Tentang alat ini
Enkoder Fonetik mengubah sebuah kata atau nama menjadi kode fonetik sehingga nama yang berbunyi mirip dipetakan ke nilai yang sama — trik di balik pencocokan nama fuzzy, pencarian silsilah, dan penghilangan duplikat varian ejaan. Default-nya adalah American Soundex, kode empat karakter: menyimpan huruf pertama, lalu memetakan konsonan sisanya ke digit (B,F,P,V→1; C,G,J,K,Q,S,X,Z→2; D,T→3; L→4; M,N→5; R→6) sementara vokal dan H, W, Y dipetakan ke 0.
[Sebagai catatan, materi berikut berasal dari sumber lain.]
PR #375, opened 2016-09-14
Closes AgileVentures/MetPlus_tracker#418

jeanwei:
When Job developer apply to a job on  behalf of his job seekers
 - Job seeker without resume is greyed out in the select option
 - His job seekers are listed in alphabetical order
 - "The Job Seekers not selectable do not have a resume on file." is shown under the select box

RSpec and cucumber test are updated accordingly

job_application.js file is updated because previous one return url: "/agency_people/undefined/my_js_as_jd" instead of  "/agency_people/2/my_js_as_jd"

### DIFF
--- a/app/assets/javascripts/job_applications.js
+++ b/app/assets/javascripts/job_applications.js
@@ -10,13 +10,13 @@ var dataHandler = {
     return this;
   },
 
-  load_form: function () {
+  load_form: function (jd_id) {
     $('.alert_msg').html('');
     $('#jd_apply_job_select').val('');
     $("#jd_apply_job_select").select2({
       placeholder: "Select your Job Seekers",
       ajax: { 
-        url: "/agency_people/"+this.jd_id+"/my_js_as_jd",
+        url: "/agency_people/"+jd_id+"/my_js_as_jd",
         dataType: 'json',
         type: "GET",
         delay: 250,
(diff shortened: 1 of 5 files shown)


app/assets/javascripts/job_applications.js
```diff
@@ -10,13 +10,13 @@ var dataHandler = {
     return this;
   },
 
-  load_form: function () {
+  load_form: function (jd_id) {
```
joaopapereira: Why did we change this function? isn't the effect the same?

patmbolger:
Reviewed PR .... looks good.

app/assets/javascripts/job_applications.js
jeanwei: previously, 'this.jd_id' is intended to retrieve the value of handler object. But just notice that it lost its bind to handler when passed to 'select2' and returns 'undefined'. So now, pass in the argument to ensure that proper return of the value.

jeanwei: jd_id value is used to define the url in ajax call. strictly speaking, it should fail with the previous code. But since the value in param is not used in the controller, it does not post any error.

joaopapereira: OK I understand that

Algoritma mengikuti aturan klasik dengan persis. Deretan digit yang sama yang berdampingan, atau dipisahkan hanya oleh H atau W, dikolapskan menjadi satu digit, sementara huruf yang dipisahkan oleh vokal dienkode terpisah. Semua nol dibuang, huruf pertama yang dipertahankan diberi awalan, dan hasilnya adalah tiga digit pertama yang diberi padding nol di kanan hingga panjang empat. Inilah mengapa Robert dan Rupert keduanya dienkode menjadi R163, dan Ashcraft dienkode menjadi A261.
Alihkan sakelar algoritma ke Metaphone (atau ‘Both’) untuk tampilan fonetik kedua yang lebih modern. Metaphone menerapkan aturan pengucapan bahasa Inggris — penghilangan huruf senyap, PH→F, TH→0 (theta), SH/TIA/SIO→X, C dan G lunak versus keras, dan seterusnya — menghasilkan kunci berpanjang variabel yang sering mengelompokkan homofon lebih akurat daripada Soundex untuk kata bahasa Inggris. Semuanya adalah mesin keadaan deterministik yang dihitung lokal di browser Anda; tidak ada data yang dicari atau dikirim.